**Raw data:**

PR #7335, opened 2024-07-17
[🍒 7325] Fix tracer freeze when CI Visibility is enabled

nikita-tkachenko-datadog:
# What Does This Do

Changes `TraceProcessingWorker#serializerThread` to always be a daemon thread (before the changes the thread was started as non-daemon if CI Visibility was enabled).

# Motivation

This thread runs an infinite loop, polling traces that are ready to be processed.
If it is not daemon the JVM will never exit, unless the thread is interrupted or `System#exit` is called.
Maven and Gradle do the latter, which is why the builds do not hang.
However, if CI Visibility is enabled in an app that does not call `System#exit`, the tracer will never exit.
The easiest way to reproduce is tracing something simple like `java -version`.

# Additional Notes

The reason for making this thread non-daemon was to allow it to flush all the pending traces before the build finishes.
However, this is redundant because the tracer shutdown sequence flushes the traces and waits for them to finish:

- `CoreTracer` creates and registers `ShutdownHook`
- Calling `System.exit` will trigger `ShutdownHook`
- `ShutdownHook` calls `CoreTracer#close`
- `CoreTracer#close` calls `Writer#flush`
- `Writer#flush` calls `TraceProcessingWorker#flush`
- `TraceProcessingWorker#flush` creates a `FlushEvent` and waits up to `RemoteWriter#flushTimeout` for the flush to finish

Jira ticket: [SDTEST-569]

### DIFF
--- a/dd-trace-core/src/main/java/datadog/trace/common/writer/DDAgentWriter.java
+++ b/dd-trace-core/src/main/java/datadog/trace/common/writer/DDAgentWriter.java
@@ -39,6 +39,8 @@ public class DDAgentWriter extends RemoteWriter {
     Monitoring monitoring = Monitoring.DISABLED;
     boolean traceAgentV05Enabled = Config.get().isTraceAgentV05Enabled();
     boolean metricsReportingEnabled = Config.get().isTracerMetricsEnabled();
+    private int flushTimeout = 1;
+    private TimeUnit flushTimeoutUnit = TimeUnit.SECONDS;
     boolean alwaysFlush = false;
 
     private DDAgentApi agentApi;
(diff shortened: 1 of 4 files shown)


mcculls (approved):

dd-trace-core/src/main/java/datadog/trace/common/writer/DDAgentWriter.java
```diff
@@ -157,15 +165,23 @@ public DDAgentWriter build() {
...
 
   DDAgentWriter(
       TraceProcessingWorker worker,
       PayloadDispatcher dispatcher,
       HealthMetrics healthMetrics,
+      int flushTimeout,
+      TimeUnit flushTimeoutUnit,
       boolean alwaysFlush) {
-    super(worker, dispatcher, healthMetrics, alwaysFlush);
+    super(worker, dispatcher, healthMetrics, flushTimeout, flushTimeoutUnit, alwaysFlush);
```
PerfectSlayer, line 185: Would be easier to use a `Duration` here?

nikita-tkachenko-datadog: I'd keep it as is for now, given that this is a backport of what was already merged to master, and that the other writers use the same approach (timeout+timeUnit).
I'll try to remember this if I touch this code again.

**Exercise details:** Collect the complete line wherever the string "boolean" appears in the records.

**Reply to the task:**
     boolean traceAgentV05Enabled = Config.get().isTraceAgentV05Enabled();
     boolean metricsReportingEnabled = Config.get().isTracerMetricsEnabled();
     boolean alwaysFlush = false;
       boolean alwaysFlush) {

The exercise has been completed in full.